The Cuntz semigroup and domain theory

TL;DR

This paper explores the connections between domain theory and the Cuntz semigroup in C*-algebra theory, highlighting how domain-theoretic concepts are applied and presenting new insights into the cone of traces as a dual of the Cuntz semigroup.

Contribution

It provides an expository overview of domain theory relevant to Cuntz semigroups and introduces new results relating the cone of traces to the dual of the Cuntz semigroup.

Findings

Domain theory concepts are relevant for Cuntz semigroup analysis.

The cone of traces can be viewed as a dual of the Cuntz semigroup.

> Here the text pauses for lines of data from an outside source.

PR #228, opened 2020-09-02
add clusterID label for managedCluster

zhiweiyin318:
task: https://github.com/open-cluster-management/backlog/issues/5021

### DIFF
--- a/pkg/klusterlet/clusterinfo/clusterinfo_controller.go
+++ b/pkg/klusterlet/clusterinfo/clusterinfo_controller.go
@@ -77,11 +77,11 @@ func (r *ClusterInfoReconciler) Reconcile(req ctrl.Request) (ctrl.Result, error)
 	// Get version
 	newStatus.Version = r.getVersion()
 
-	// Get distribution info
-	newStatus.DistributionInfo, err = r.getDistributionInfo()
+	// Get distribution info and ClusterID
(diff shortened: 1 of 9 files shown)


pkg/klusterlet/clusterinfo/clusterinfo_controller.go
```diff
@@ -531,24 +534,53 @@ func (r *ClusterInfoReconciler) getDistributionInfo() (clusterv1beta1.Distributi
...
-		// status.desired.version
-		DesiredVersion: desiredVersion,
-		// true when the first status.conditions element with type === Failing has status === True
-		UpgradeFailed: upgradeFailed,
-		// the value of the version property from each element in status.availableUpdates
-		AvailableUpdates: availableVersions,
+	return ocpDistributionInfo, nil
+}
+
+func (r *ClusterInfoReconciler) getOCPClusterID() (string, error) {
```
qiujian16, line 546: seems to me that getOCPDistributionInfo already gives us the clusterID. How about we also return cluster ID from getOCPDistributionInfo?

qiujian16 (commented):
I think  we need an e2e test for this

pkg/klusterlet/clusterinfo/clusterinfo_controller.go
zhiweiyin318: done. using  `getOCPDistributionInfo` can reduce one API call.

zhiweiyin318:
> I think we need an e2e test for this

done

PR #240, opened 2020-09-14
fix e2e fail using kind

zhiweiyin318:


qiujian16:
i have made some change on another PR. i think it should be fine

PR #245, opened 2020-09-15
add e2e for clusterset

ldpliu:


test/e2e/util/util.go
```diff
@@ -309,6 +317,29 @@ func SetStatusType(obj *unstructured.Unstructured, statusType string) error {
 
 	return nil
 }
+func SetSubjects(obj *unstructured.Unstructured, newSubject rbacv1.Subject) error {
```
qiujian16, line 320: one more line above

test/e2e/util/util.go
```diff
@@ -621,3 +652,6 @@ func podConditionsReady(pod corev1.Pod) error {
 
 	return nil
 }
+func GenerateClusterRoleBindingName(clusterName string) string {
```
qiujian16, line 655: one more line above, Is this func a generic func that also have been used in controller?

test/e2e/clusterset_test.go
```diff
@@ -0,0 +1,125 @@
...
+			gomega.Expect(err).ShouldNot(gomega.HaveOccurred())
+		})
+		ginkgo.It("clusterrolebinding should be auto deleted successfully", func() {
+			gomega.Eventually(func() (interface{}, error) {
+				clusterroleBindingName := util.GenerateClusterRoleBindingName("cluster1")
+				return util.HasClusterResource(dynamicClient, clusterRoleBindingGVR, clusterroleBindingName)
+			}, eventuallyTimeout, eventuallyInterval).Should(gomega.BeFalse())
+		})
+		ginkgo.It("delete clusterrole/binding successfully", func() {
+			err = util.DeleteClusterResource(dynamicClient, clusterRoleGVR, clusterrole.GetName())
```
qiujian16, line 119: i am not sure the intent here. clean up?

test/e2e/util/util.go
ldpliu: changed use same func with controller.

test/e2e/clusterset_test.go
ldpliu: yes, clean up

qiujian16: how about using aftereach?

ldpliu: The clusterrole and clusterrolebinding is created in "ginkgo.It", and I think it's not need to create/update them in before each and aftereach.  It's just need to create once. what's your opinion?

qiujian16: I think having aftereach to clean all the test data seems reasonable. You could use label to delete all the test data. So that would also ease your  life when you have another case, such as "updating clusterset".

PR #247, opened 2020-09-23
Clusterset cluster

ldpliu:


pkg/controllers/clusterset/clustersetmapper/clustersetmapper.go
```diff
@@ -56,40 +58,7 @@ func add(mgr manager.Manager, r reconcile.Reconciler) error {
...
-
-				klog.V(5).Infof("List managedClusterSet %+v", requests)
-				return requests
-			}),
-		})
-	if err != nil {
-		return nil
-	}
-
-	if err = c.Watch(&source.Kind{Type: &clusterv1alpha1.ManagedClusterSet{}},
```
qiujian16, line 92: I think you still need to watch managedClusterSet, what if a managedClusterSet is  added

pkg/helpers/clustersetmapper.go
```diff
@@ -43,45 +44,67 @@ func (c *ClusterSetMapper) DeleteClusterSet(clusterSetName string) {
...
+		}
+		clusters.Delete(clusterName)
+		if len(clusters) == 0 {
+			delete(c.clusterSetToClusters, clusterset)
+		}
+	}
+
+	return
 }
+func (c *ClusterSetMapper) UpdateClusterInClusterSet(clusterName, clusterSetName string) {
```
qiujian16, line 67: one space above, and let's doc how it works.
this func updates clusterset to cluster mapping. if a the clusterset of a cluster is changed, this func remove the previous mapping and  add a new one.

PR #286, opened 2021-02-05
detect OSD cluster

zhiweiyin318:
related issue:  https://github.com/open-cluster-management/backlog/issues/8841

### DIFF
--- a/pkg/klusterlet/clusterinfo/clusterinfo_controller.go
+++ b/pkg/klusterlet/clusterinfo/clusterinfo_controller.go
@@ -341,6 +341,8 @@ func (r *ClusterInfoReconciler) getVendor(gitVersion string, isOpenShift bool) (
 		return
 	case strings.Contains(gitVersion, string(clusterv1beta1.KubeVendorICP)):
 		kubeVendor = clusterv1beta1.KubeVendorICP
+	case r.isOpenshiftDedicated():
+		kubeVendor = clusterv1beta1.KubeVendorOSD
 	case isOpenShift:
 		kubeVendor = clusterv1beta1.KubeVendorOpenShift
 	default:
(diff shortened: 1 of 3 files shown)


pkg/klusterlet/clusterinfo/clusterinfo_controller.go
```diff
@@ -386,6 +390,32 @@ func (r *ClusterInfoReconciler) getCloudVendor() clusterv1beta1.CloudVendorType
...
+	Resource: "subjectpermissions",
+}
+
+const (
+	dedicatedAdmin    = "dedicated-admins"
+	rbacPermissionsNs = "openshift-rbac-permissions"
+)
+
+func (r *ClusterInfoReconciler) isOpenShiftDedicated() bool {
+	_, err := r.ManagedClusterDynamicClient.Resource(subjectpermissionsGVR).
```
qiujian16, line 407: could we just check the existence of this api resources? With this, you would need additional rbac

pkg/klusterlet/clusterinfo/clusterinfo_controller.go
```diff
@@ -342,7 +342,11 @@ func (r *ClusterInfoReconciler) getVendor(gitVersion string, isOpenShift bool) (
 	case strings.Contains(gitVersion, string(clusterv1beta1.KubeVendorICP)):
 		kubeVendor = clusterv1beta1.KubeVendorICP
 	case isOpenShift:
-		kubeVendor = clusterv1beta1.KubeVendorOpenShift
+		if r.isOpenShiftDedicated() {
```
qiujian16, line 345: this looks strange. why not using a case before this case?

qiujian16:
i think product in claim also needs to be handled.

pkg/klusterlet/clusterinfo/clusterinfo_controller.go
zhiweiyin318: yes. modified to use group name `managed.openshift.io` to detect if the cluster is osd, like using group name `project.openshift.io `to detect if the cluster is OCP.

pkg/klusterlet/clusterinfo/clusterinfo_controller.go
zhiweiyin318: done

zhiweiyin318:
> i think product in claim also needs to be handled.

done

pkg/klusterlet/clusterinfo/clusterinfo_controller.go
```diff
@@ -719,43 +743,53 @@ func (r *ClusterInfoReconciler) GetClusterClaims() ([]*clusterv1alpha1.ClusterCl
...
 	cloudVendor := r.getCloudVendor()
 	gitVersion := strings.ToUpper(kubeVersion)
+
+	// deal with product and platform
 	switch {
 	case strings.Contains(gitVersion, string(clusterv1beta1.KubeVendorIKS)):
-		// IKS
-		platform = string(clusterv1beta1.KubeVendorIKS)
+		// IBM Cloud Platform + IKS
+		platform = IBMPlatformType
```
qiujian16, line 753: I do not think we should do this in this release. UI maybe affected.

qiujian16 (commented):
/approve
/lgtm

PR #310, opened 2021-03-15
upgrade hive

ldpliu:
https://github.com/open-cluster-management/backlog/issues/9948


zhiweiyin318:
do we also need to update the CRD related with Hive in deploy dir?

pkg/webhook/denynamespace/admission_test.go
```diff
@@ -6,10 +6,15 @@ import (
 	"github.com/stretchr/testify/assert"
 	"k8s.io/apimachinery/pkg/apis/meta/v1/unstructured"
 	"k8s.io/apimachinery/pkg/runtime"
+	"k8s.io/apimachinery/pkg/runtime/schema"
```
qiujian16, line 9: @zhiweiyin318 do we use this admission anywhere?  should we consider removing these codes?

Issue #206, opened 2016-06-03
Broken behavior after uglifying code with unsafe=true


everdimension:
This might be an edge case, but I want to let this issue be known.

This library's behavior breaks after passing its code through and [uglifier](https://github.com/mishoo/UglifyJS2) plugin with an [`unsafe`](https://github.com/mishoo/UglifyJS2#compressor-options) option set to `true`.

This is what the uglifier does to the lines [72-78](https://github.com/js-cookie/js-cookie/blob/v2.1.2/src/js.cookie.js#L72-L78):
![screen shot 2016-06-03 at 16 10 16](https://cloud.githubusercontent.com/assets/5347023/15779769/fffc0f8c-29a6-11e6-8c2c-9c7b37792c8c.png)

This results in this broken behavior: 

```javascript
jsCookie.set('rnd', '43', { path: '/' });
// returns "rnd=43; path=/undefined"
```

You may argue that that's exactly what should be expected from an "unsafe" option and that this plugin is not responsible for the actions of other libs.

But still, the usage of `uglify` is very common even with the `unsafe` option on.

I'd like to offer a PR in a couple of hours which would fix the issue. You may reject it if you believe that it is not needed, but I think that making this library more robust will only be a good thing and will not harm its behavior in any way.

everdimension:
Open PR https://github.com/js-cookie/js-cookie/pull/207 for this issue.

FagnerMartinsBrack:
@everdimension Thanks for opening the issue.

The code was done like that originally to spare bytes when using uglify in our minification system, so that we still advertise correctly (~800 bytes gzipped). See PR https://github.com/js-cookie/js-cookie/pull/14 and related links for context.

To make sure that this is really necessary, can you please post the following information in the Pull Request?

1. The GZipped size of the file using uglify without the `unsafe` option.
2. The GZipped size of the file using uglify with the `unsafe` option and the code on your Pull Request.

New connections between traces and domain-theoretic structures are established.

Abstract

Domain theory has its origins in Mathematics and Theoretical Computer Science. Mathematically it combines order and topology. Its central concepts have their origin in the idea of approximating ideal objects by their relatively finite or, more generally, relatively compact parts. The development of domain theory in recent years was mainly motivated by question in denotational semantics and the theory of computation. But since 2008, domain theoretical notions and methods are used in the theory of C*-algebras in connection with the Cuntz semigroup. This paper is largely expository. It presents those notions of domain theory that seem to be relevant for the theory of Cuntz semigroups and have sometimes been developed independently in both communities. It also contains a new aspect in presenting results of Elliott, Ivanescu and Santiago on the cone of traces of a C*-algebra as a particular case of the dual of a Cuntz semigroup.